Sopranos Creator to make HBO Mini-Series Based on Early Hollywood

by Joey Paur



HBO is consistently working on such incredible projects and it looks like they have a new TV mini-series in the pipeline being developed by 'The Sopranos' creator David Chase. HBO announced that Chase would write, produce, and direct a few episodes of the new mini-series called 'Ribbon of Dreams' which will revolve around the history of Hollywood moviemaking from its begins in the early 20th century to the present day. This sounds like quite a big and ambitious project but one that will play off wonderfully. Variety reports:

"A Ribbon of Dreams" will revolve around a cowboy and a mechanical engineer who form an unlikely producing partnership in 1913, making them pioneers in motion pictures.

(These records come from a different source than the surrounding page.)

Issue #955, opened 2019-02-13
UserSessionTimeOutInterval key doesn't take effect on VM Portal


gregsheremeta:
Originally reported at https://bugzilla.redhat.com/show_bug.cgi?id=1667489

UserSessionTimeOutInterval for engine-config is used to set timeout interval in minutes, after which inactive user sessions expire. It doesn't take effect for VM Portal, but works perfectly for Admin Portal.

See also #598

sjd78:
> UserSessionTimeOutInterval for engine-config is used to set timeout interval in minutes, after which inactive user sessions expire. It doesn't take effect for VM Portal, but works perfectly for Admin Portal.

We use the same SSO token (with the same grant type and scope) for all of the REST calls.  So the background data update task cannot be differentiated from real user generated traffic.  The token will never expire like that.  The REST calls would need to have some kind of HTTP request header available to instruct SSO token validation not to update the last access date.  I have no idea if that is currently an option.

gregsheremeta:
> I have no idea if that is currently an option.

@noriravi what do you think?

noriravi:
Currently all restapi queries will update the last access date, we would need to modify the restapi code and backend code to achieve what is requested here. I would suggest opening a BZ.

gregsheremeta:
> Currently all restapi queries will update the last access date, we would need to modify the restapi code and backend code to achieve what is requested here. I would suggest opening a BZ.

Thanks! @sjd78 can you open the BZ and describe what we need? team = infra  Thanks!

gregsheremeta:
[ blocked by REST API enhancements needed ]

michalskrivanek:
@sjd78 are you sure about the same scope for all queries. Some time ago when iportal was timing out for everyone, iirc we made a differentiation for the refresh andnother calls. Or maybe we just wanted to and didn’t do it, i don’t quite recall

sjd78:
@michalskrivanek - As I understand how the SSO works, the scope and grant type are correlated to the SSO token at the time the token is created (so login box time).  The REST code all uses the same SSO token either from the dev engine pulling it or passed from the wrapping WAR.  I also can't find any instances where API calls are made with custom headers other then content types and "Filter".

So as long as the scope for a single SSO token is constant, then yes, all the requests use the same scope.

michalskrivanek:
[...]

PR #967, opened 2019-02-22
Upgrade patternfly-react to v2.29.15

bond95:
In this version of patternfly-react appear SessionTimeout component (http://patternfly-react.surge.sh/patternfly-3/index.html?knob-displayBefore=30&knob-timeLeft=30&knob-primary%20content=Your%20session%20is%20about%20to%20expire&knob-secondary%20content=to%20continue%20click%20on%20%22Continue%20Session%22.&selectedKind=patternfly-react%2FCommunication%2FSession%20Timeout&selectedStory=Session%20Timeout&full=0&addons=1&stories=1&panelRight=0&addonPanel=storybooks%2Fstorybook-addon-knobs), which I need for fixing this issue https://github.com/oVirt/ovirt-web-ui/issues/955

PR #968, opened 2019-02-22
Added check for inactivity during session and logout after expiration

bond95:
Fixes: #955

Required: https://github.com/oVirt/ovirt-web-ui/pull/967

image


src/components/TokenExpired.js
```diff
@@ -1,25 +1,91 @@
...
+    super(props)
+    this.state = {
+      expired: false,
+      counter: MAX_INACTIVE_TIME,
+    }
+
+    this.dropCounter = this.dropCounter.bind(this)
+    this.decrementCounter = this.decrementCounter.bind(this)
+
+    document.body.addEventListener('mousemove', this.dropCounter)
```
sjd78: Is moving the mouse over the document considered interacting with the App?  That is inconsistent with session timeout counters on banking apps etc.  I would prefer requiring actual interaction with the app, for example click buttons/links/navigation or keyboard navigation or keyboard input.

@gregsheremeta, @lwrigh Do you have/know of any guide lines from UXD group around this?

src/components/TokenExpired.js
```diff
@@ -1,25 +1,91 @@
...
+    this.timer = setInterval(this.decrementCounter, 1000)
```
sjd78: Shouldn't the component really mount before the timeout starts?

src/components/TokenExpired.js
```diff
@@ -1,25 +1,91 @@
...
+    this.setState(state)
+  }
+
+  componentWillUnmount () {
+    clearInterval(this.timer)
+  }
+
+  render () {
+    const { config, onLogout } = this.props
+    if (this.state.expired) {
```
sjd78: Nit-pick: So technically the inactivity timer has expired and now the "you have 30 seconds before auto-logout" timeout modal is displayed.  They have `MAX_INACTIVE_TIME` plus `TIME_TO_DISPLAY_MODAL`. :wink:

src/components/TokenExpired.js
```diff
@@ -1,25 +1,91 @@
...
 import { connect } from 'react-redux'
+import { SessionTimeout } from 'patternfly-react'
 
 import ErrorAlert from './ErrorAlert'
 import { msg } from '_/intl'
 
+import { logout } from '_/actions'
+
+const MAX_INACTIVE_TIME = 60 * 20 // 20 minutes
+const TIME_TO_DISPLAY_MODAL = 30 // 30 seconds
```
sjd78: These settings should be at least in `ovirt-web-ui.config` and `src/config.js`  so they can be set on the server independently of a code change.  Ideally, a rest call can pull the ovirt-engine configured user session timeout, maybe even the one from webadmin.

Nit-pick: Use the expected time unit in the constant's name.  E.g. `MAX_INACTIVE_TIME_SEC`

src/components/TokenExpired.js
bond95: The problem with clicking is that some event handlers can `stopPropagation`, so document handler never get event. Mouse move means that portal tab is now active (not somewhere in background), so I think it is better solution for now.

src/components/TokenExpired.js
bond95: Actually no, because mount cycle in React has `constructor` and `componentDidMount`, timer is not depend on inner content of component, so it doesn't really matter where to have it.

src/components/TokenExpired.js
bond95: No, modal is displayed, when only `TIME_TO_DISPLAY_MODAL` seconds left. So `MAX_INACTIVE_TIME` is time to user logout. `TIME_TO_DISPLAY_MODAL` is time when modal must be shown.

bond95:
@sjd78 I think all token/session expiration stuff must be in one component, so to do it more clear, I renamed component from `TokenExpired` to `TokenExpiredTracker`.

sjd78:
> @sjd78 I think all token/session expiration stuff must be in one component, so to do it more clear, I renamed component from `TokenExpired` to `TokenExpiredTracker`.

A token expiring on the backend is a different thing and has a different use case from a user activity tracker.  How they're handled in the UI should not be the same.  I would much rather have 2 simple components than 1 complex component that needs to handle both scenarios.

src/components/TokenExpiredTracker.js
```diff
@@ -0,0 +1,91 @@
...
+  }
+
+  componentWillUnmount () {
+    clearInterval(this.timer)
+  }
+
+  render () {
+    const { config, onLogout } = this.props
+    if (this.state.expired) {
+      return <SessionTimeout
```
sjd78: Did you consider using `CountDownSessionTimeout`?

src/intl/messages.js
```diff
@@ -274,6 +282,7 @@ export const messages: { [messageId: string]: MessageType } = {
   },
   locked: 'Locked',
   logOut: 'Log out',
+  logOutIn30SecondsSecondary: 'You will be logged out in a 30 seconds.',
```
sjd78: "You will be logged out in 30 seconds."

But it would be nice if the number of seconds actually counted down

src/intl/messages.js
```diff
@@ -391,6 +400,10 @@ export const messages: { [messageId: string]: MessageType } = {
   secondDevice: 'Second Device',
   secondDeviceTooltip: 'Second device in order.',
   secondsShort: 's',
+  sessionExpired: {
+    message: 'Your session is about to expire',
```
sjd78: "Your session is about to timeout due to inactivity."

src/components/TokenExpiredTracker.js
```diff
@@ -0,0 +1,91 @@
...
+        timeLeft={this.state.counter}
+        displayBefore={TIME_TO_DISPLAY_MODAL}
+        continueFnc={() => this.setState({ expired: false, counter: AppConfiguration.maxUserInactiveTime })}
+        logoutFnc={onLogout}
+        primaryContent={<p className='lead'>{ msg.sessionExpired() }</p>}
+        secondaryContent={
+          <React.Fragment>
+            <p>{ msg.logOutIn30SecondsSecondary() }</p>
```
sjd78: Thoughts on ticking down the seconds on the modal instead of a static "you have 30 seconds (or less)" message?

src/components/TokenExpired.js
sjd78: Ok, I'd still like to hear from @lwrigh and @gregsheremeta about which approach makes sense from the UX side before we decide for certain.

gregsheremeta: yeah, I think clicks make more sense.

So for the things that stopPropagation, there's gotta be a hook somewhere?

package.json
```diff
@@ -77,11 +78,12 @@
...
     "intl-messageformat": "2.2.0",
     "jquery": "=3.2.1",
+    "lodash": "4.17.11",
     "moment": "2.22.2",
     "moment-duration-format": "2.2.2",
-    "patternfly": "3.53.1",
+    "patternfly": "3.58.0",
     "patternfly-bootstrap-combobox": "1.1.7",
-    "patternfly-react": "2.11.1",
+    "patternfly-react": "2.29.15",
```
sjd78: You can remove that first commit (https://github.com/oVirt/ovirt-web-ui/pull/968/commits/9d25eaa8618170c21933e3957baa855fd029447c)

src/components/TokenExpired.js
sjd78: As long as the component won't be constructed and sit around for awhile before getting mounted (for example while fetching the initial login data).

I mean even then it shouldn't matter much.  Even if the initial load takes 5 minutes and the inactivity timer is down from 30 minutes to 25, the user is probably going to start clicking once it opens.  Well that assumes a user will wait around for 5 minutes...

src/components/TokenExpired.js
sjd78: @bond95 , @gregsheremeta - I did a bit more poking around in non-react world (https://github.com/shawnmclean/Idle.js, https://github.com/kidh0/jquery.idle) to see what other people have done.  It's all similar for key events and mouse moves etc.  I'm still not fond of pure mouse motion tracking.

Other solutions attached listeners to `window` instead of `document.body`.  I'm not sure if they are subject to `e.preventDefault()` event propagation cancellation, but it is worth checking out.

src/ovirt-web-ui.config
```diff
@@ -4,5 +4,7 @@
   "applicationURL": "/ovirt-engine/web-ui",
 
   "consoleClientResourcesURL": "https://www.ovirt.org/documentation/admin-guide/virt/console-client-resources/",
-  "cockpitPort": "9090"
+  "cockpitPort": "9090",
+
+  "maxUserInactiveTimeInSeconds": 60 * 20
```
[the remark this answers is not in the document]
gregsheremeta: actually, we shouldn't hardcode 20 minutes. It should be read from the database, UserSessionTimeOutInterval

bond95:
> - Install your update on a regular engine install
> - Open webadmin
> - Open web-ui in another tab on the same instance
> - Wait for webadmin to log you out and bump you to the login screen
> - Switch back to the web-ui tab

I did as you suggested and got:
image

So the question is, does we really still need this component? Because as I see, in case of token expiration browser return auth form.

bond95:
Only after second click on `Cancel` I got this error:
image

sjd78:
> So the question is, does we really still need this component? Because as I see, in case of token expiration browser return auth form.

The auth form is unusable.  A user will need to go back to the SSO login (or in dev mode restart the server) to get a new valid token.

The app needs much better robust handling for when the token expires on the backend to detect that, stop future refresh updates (to prevent additional errors warning), show the notification (or maybe not) and then push the user to the SSO login page.  In dev mode, there is no SSO login page, so an error component or page would be nice (like `TokenExpired` :wink:).

src/components/TokenExpired.js
lwrigh: I think other products require the user to move their move across or scroll up and down the page to keep it active. From a UX perspective I would consider that to be a pretty standard practice for keeping a page active.

lwrigh:
> Fixes: #955
> 
> Required: #967
> 
> image

I would recommend changing the copy to read as: 

Title of modal: Session Expiration 

Subtitle: Your session is about to expire. 

Text: You will be logged out in 30 seconds if there is no further activity in your session. 

         To continue with your session, click on the 'Continue' button. 

Button options: Log out, Continue 

A note on the behavior, as a user I would expect the 30 second number to have a countdown behavior. So the number would countdown from 30 to 0 and then once it reaches 0 the session would be automatically logged out.

bond95:
@lwrigh updated text, except `Title of modal`, because there is no title.

 > The app needs much better robust handling for when the token expires on the backend to detect that, stop future refresh updates (to prevent additional errors warning), show the notification (or maybe not) and then push the user to the SSO login page. In dev mode, there is no SSO login page, so an error component or page would be nice (like TokenExpired wink).

@sjd78 I guess this is separate issue.

lwrigh:
> @lwrigh updated text, except `Title of modal`, because there is no title.
> 
> > The app needs much better robust handling for when the token expires on the backend to detect that, stop future refresh updates (to prevent additional errors warning), show the notification (or maybe not) and then push the user to the SSO login page. In dev mode, there is no SSO login page, so an error component or page would be nice (like TokenExpired wink).
> 
> @sjd78 I guess this is separate issue.

I would still add a title to the modal. It looks a little awkward without one.

bond95:
> I would still add a title to the modal. It looks a little awkward without one.

@lwrigh unfortunately PF-React `SessionTimeout` component has no prop for `title`, so question is if want copy `SessionTimeout` component to VM Portal, or not. Also as I see according to PF session timeout has no title https://www.patternfly.org/pattern-library/communication/session-timeout/ 

@gregsheremeta @sjd78 WDYT?

lwrigh:
> > I would still add a title to the modal. It looks a little awkward without one.
> 
> @lwrigh unfortunately PF-React `SessionTimeout` component has no prop for `title`, so question is if want copy `SessionTimeout` component to VM Portal, or not. Also as I see according to PF session timeout has no title https://www.patternfly.org/pattern-library/communication/session-timeout/
> 
> @gregsheremeta @sjd78 WDYT?

Okay in that case I would remove the gray bar that's on top of the modal since the session timeout PF component doesn't seem to have one.

bond95:
image

@lwrigh

lwrigh:
@bond95 Looks good to me!

sjd78:
> > The app needs much better robust handling for when the token expires on the backend to detect that, stop future refresh updates (to prevent additional errors warning), show the notification (or maybe not) and then push the user to the SSO login page. In dev mode, there is no SSO login page, so an error component or page would be nice (like `TokenExpired` :wink:).
> 
> @sjd78 I guess this is separate issue.

Keeping the SSO token expired handling separate is reasonable at this point.  In that case, how about put the `TokenExpired` component back to what it was and rename `TokenExpiredTracker` to `UserActivityTracker` or `SessionTimeoutTracker` or similar?

bond95:
> Keeping the SSO token expired handling separate is reasonable at this point. In that case, how about put the TokenExpired component back to what it was and rename TokenExpiredTracker to UserActivityTracker or SessionTimeoutTracker or similar?

I think make more sense to remove token expiration handling at all as it is useless and back when we do better handling https://github.com/oVirt/ovirt-web-ui/issues/991

samuelmacko:
ci build please

samuelmacko:
lgtm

The mini will follow the characters as they first work for D.W. Griffith and then eventually with marquee names such as John Ford, John Wayne, Raoul Walsh, Bette Davis and Billy Wilder. It will track the growth of Hollywood from the age of silent Westerns to the golden age of talkies and onward. As the longform moves on to the latter part of the 20th century, the action will shift to the main characters' offspring.

Title comes from Orson Welles' description of film as "a ribbon of dreams."


The history of Hollywood and filmmaking has always fascinated me. The series will cover each period of Hollywood movies, starting with the silent era of westerns and comedies, throughout the golden era of the studio system, eventually taking us to the emergence of the great directors of the 70's, and finally up to the current Hollywood of studio blockbusters and independent films. I'm excited to see who they will focus on and how they tell this story.

The picture above is of the first film studio to open up in Hollywood it was called Nestor Films which opened up in 1913. Notice Universal Films right under the big Nestor lettering. The cross street are Sunset and Gower.